JHS undertook an extensive redesign of the engine that included eliminating the dry liners and running the pistons in Nikasil-coated cylinder bores, which allowed the bore to be increased to 81 mm and displacement to 3,494 cc. Changes were made to the engine's valves, camshaft drives, and location of various pumps. Ricardo Engineering assisted JHS with development. John Mangoletsi agreed to build a Group C car for the engine. Mangoletsi also convinced Rubery Owen to sponsor the effort, and to revive the BRM name for the engine as the BRM Type 290, even though it was unrelated to BRM's own earlier V12 engine.
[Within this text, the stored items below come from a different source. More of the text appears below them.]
PR #1164, opened 2026-07-10
fix: correct FTS stop search ordering and limitExceeded boundary logic

ARCoder181105:
### Description
This PR resolves two specification compliance issues with the `/api/where/search/stop` endpoint:

1. **Ordering:** The search results are now correctly sorted by the combined stop ID in ascending lexicographic order, rather than alphabetically by stop name.
2. **LimitExceeded Flag:** Fixed a false-positive bug where `limitExceeded` was set to `true` when the number of matches exactly equaled `maxCount`. The handler now queries for `limit + 1` rows to accurately verify if additional results exist before truncating the array.

### Changes
* **`gtfsdb/fts_queries.go`**: Updated the `searchStopsByName` SQL query to `ORDER BY s.id`.
* **`internal/restapi/search_stops_handler.go`**: Modified the database call to request `limit + 1` rows, properly evaluate `isLimitExceeded`, and truncate the final slice.
* **`gtfsdb/fts_queries_test.go`**: Updated the existing alphabetical ordering test to assert against the new lexicographic ID sorting.
* **`internal/restapi/search_stops_handler_test.go`**: Added `TestSearchStopsHandlerLimitExceeded` to explicitly verify the `limitExceeded` boundary logic.

closes #1154 

## Summary by CodeRabbit

* **Bug Fixes**
  * Search results are now consistently sorted by stop ID (lexicographic), ensuring stable ordering across searches.
  * Improved `maxCount`/pagination behavior so the `limitExceeded` response flag correctly reflects when additional matching stops are available, while still returning only the requested number of stops.

PR #1426, opened 2026-09-07
fix :- return 404 when no stops match prefix query in search-stop

### LINKED ISSUE #1162: Final Spec Verification & Test Coverage Completion for Search Stops Endpoint
**Objective**
Execute the final specification verification for the `/api/where/search/stop.json` endpoint to ensure exhaustive test coverage and strict long-term parity. This requires correcting non-conformant baseline tests and eliminating all remaining coverage gaps.

**Coverage Gaps to Address**

* **Filter States:** Differentiate between pre-filter `404 Not Found` (no matches) and post-filter `200 OK` (empty list after exclusions).
* **Route Exclusion:** Verify the exclusion of shuttle/school bus route types (`711`, `712`, `713`, `714`) and `0`-route stops, while retaining multi-route stops.
* **Parameter Toggles:** Validate default `maxCount=20` behavior, exact-boundary `limitExceeded` triggers, and empty references when `includeReferences=false`.
* **Parent Resolution:** Ensure `parent` station IDs use the `agencyId_parentId` format and correctly populate `references.stops`.
* **Deterministic Sorting:** Guarantee alphabetical sorting for `references.routes` and `references.agencies`.

**Acceptance Criteria**

* Existing end-to-end and sanitization tests (e.g., `TestSearchStopsHandlerNoResults`) are updated to assert fully spec-compliant HTTP status codes and envelopes.
* Comprehensive unit and integration tests are added for all identified coverage gaps.
* The endpoint demonstrates 100% verified test parity against the finalized specification across all parameter combinations and error boundaries.

Aaravanand00:
This PR completes the remaining spec parity requirements for the `/api/where/search/stop.json` endpoint mentioned in #1162.

### Changes included :- 
- **`internal/restapi/search_stops_handler.go`**: Updated the handler to properly return an HTTP `404 Not Found` response if the database query returns 0 stops (pre-filter empty state). Previously, it fell through to return `200 OK` with an empty list.
- **`internal/restapi/search_stops_handler_test.go`**: Updated the `TestSearchStopsHandlerNoResults` test to assert `http.StatusNotFound` instead of `http.StatusOK`, aligning the test with the actual required spec behavior.

*Note: All other requirements from #1162 (such as route-type exclusions, `includeReferences`, exact-boundary `limitExceeded`, parent station resolution, and sorting) are already covered by existing tests merged in previous PRs (like #1164 and #1284).*

Fixes #1162

## Summary by CodeRabbit

- **Bug Fixes**
  - Stop searches with no matching results now return a 404 Not Found response instead of a successful response containing an empty list.
  - Queries containing only whitespace, punctuation, or unsupported search terms now receive a clear 404 response.
  - The response includes the appropriate 404 status code for consistent client handling.
  - Searches that find matching stops continue to return successful responses with results.

### DIFF
--- a/internal/restapi/search_stops_handler.go
+++ b/internal/restapi/search_stops_handler.go
@@ -86,8 +86,7 @@ func (api *RestAPI) searchStopsHandler(w http.ResponseWriter, r *http.Request) {
 	terms := extractFTS5Terms(sanitizedQuery)
 
 	if len(terms) == 0 {
-		response := models.NewListResponseWithRange([]models.Stop{}, *models.NewEmptyReferences(), false, api.Clock, false)
-		api.sendResponse(w, r, response)
+		api.sendNotFound(w, r)
 		return
 	}
 
@@ -141,6 +140,11 @@ func (api *RestAPI) searchStopsHandler(w http.ResponseWriter, r *http.Request) {
 			)
 			return
 		}
+	}
+
+	if len(stops) == 0 {
+		api.sendNotFound(w, r)
+		return
 	}
 
 	stops, isLimitExceeded := utils.PaginateSlice(stops, 0, limit)
--- a/internal/restapi/search_stops_handler_test.go
+++ b/internal/restapi/search_stops_handler_test.go
@@ -105,8 +105,8 @@ func TestSearchStopsHandlerNoResults(t *testing.T) {
 
 	resp, stopsResp := callAPIHandler[StopsResponse](t, api, searchStopsURL(url.Values{"input": {"NonExistentStopName12345"}}))
 
-	assert.Equal(t, http.StatusOK, resp.StatusCode)
-	assert.Empty(t, stopsResp.Data.List)
+	assert.Equal(t, http.StatusNotFound, resp.StatusCode)
+	assert.Equal(t, http.StatusNotFound, stopsResp.Code)
 }
 
 func TestSearchStopsHandlerMaxCount(t *testing.T) {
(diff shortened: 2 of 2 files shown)


omlahore (commented):
I think the pre-filter rule only lands on one of the two paths that can return zero matches. `sanitizeFTS5Query` strips the input before the query is built, so `input="   "` or `input='*()"'` or `input="!!!"` all bail out at the `len(terms) == 0` return further up with a 200 and an empty list, and never reach the new check.

On the RABA fixture that gives `"NonExistentStopName12345"` a 404 but `"!!!"` a 200, and both of those matched nothing before any filtering. I am not sure whether #1162 means unparseable input to be its own case, but if it does I guess it is worth a line in the test so the split is deliberate rather than just where the early return happens to sit.

ARCoder181105:
I was thinking , to wait before merging this , there is already a sibling sub issue PR is opened , #1162 is acting as a final closing sub issue of the spec verification for this endpoint , when all the sibling sub issues are closed , i prefer u then run a final checks like test coverage etc. so that if there is anything caught an eye it should be either fixed or documented , 

Summary : u made the PR a bit early as i planned in my workflow , no worries just wanted to give the heads up

omlahore:
I guess that makes sense. I'm still sort of unsure about the zero match split that I mentioned. #1162 is the parity issue, so I guess that's where it belongs. Thanks 👍

Aaravanand00:
@omlahore ptal..

ARCoder181105:
Thank you for submitting this PR. 

Unfortunately, I will be closing it as the proposed changes are inaccurate when compared to the [current wiki spec](https://github.com/OneBusAway/maglev/wiki/search-stop). 

The spec explicitly requires returning an HTTP 200 with an empty list for no-match queries, rather than the HTTP 404 implemented here.

Please also ensure you do not pick up issues that are already assigned to someone else. 

That being said, it is my bad that I haven't updated the issue itself—a lot of things have changed in the documentation since the issue was originally created.

Next time, please ask in the issue comments before starting work or making a PR. This allows me to verify that the issue isn't stale and that the requirements still align with the latest spec before you spend your time on it.

Issue #1018, opened 2026-06-04
spec-gap: Fix BlockSequence indexing to continuously increase across trips


ARCoder181105:
**Description:**

In `block_handler.go`, `BlockSequence` is populated using `int(stop.StopSequence - 1)`. Since `StopSequence` comes directly from the GTFS `stop_times` table, it resets to `0` at the beginning of each new trip.

The wiki specifies that `BlockSequence` should be a "zero-based sequence index across all stops in the entire block configuration". Therefore, it should continuously increase across all trips in the block (e.g., from `0` to `N-1` for the whole block).

**Acceptance Criteria:**
- Calculate a continuous, 0-indexed `BlockSequence` across all trips in a block configuration.
- Add test coverage to ensure `BlockSequence` correctly continues incrementing between trips.

ARCoder181105:
Closing as we're dropping the block endpoint from maglev.

PR #1428, opened 2026-09-08
fix(block): reset distanceAlongBlock between configurations

### LINKED ISSUE #1427: blockDistance leaks across service configurations in block handler
# blockDistance leaks across service configurations in block handler

## Summary

The `/api/where/block/{id}.json` endpoint carries the `blockDistance`
accumulator from one `BlockConfiguration` into the next.

In `internal/restapi/block_handler.go`, `blockDistance` is declared
outside the loop over `serviceID`:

The car was similarly named the BRM P351. Five engines were built, each reportedly able to produce 625 bhp at 11,500 rpm. The P351 raced at Silverstone and Le Mans in 1992, but did poorly. The last appearance of the Type 290 on a track was in an Arrows chassis in the 1998 and 1999 BOSS GP series.

In addition to the BRM P351 race car, work began on a road car called the BRM P401 to be powered by an enlarged V12 with forced induction. Power was to come from a 4.0-litre version of the Type 290 with two superchargers. This project progressed to the clay model stage.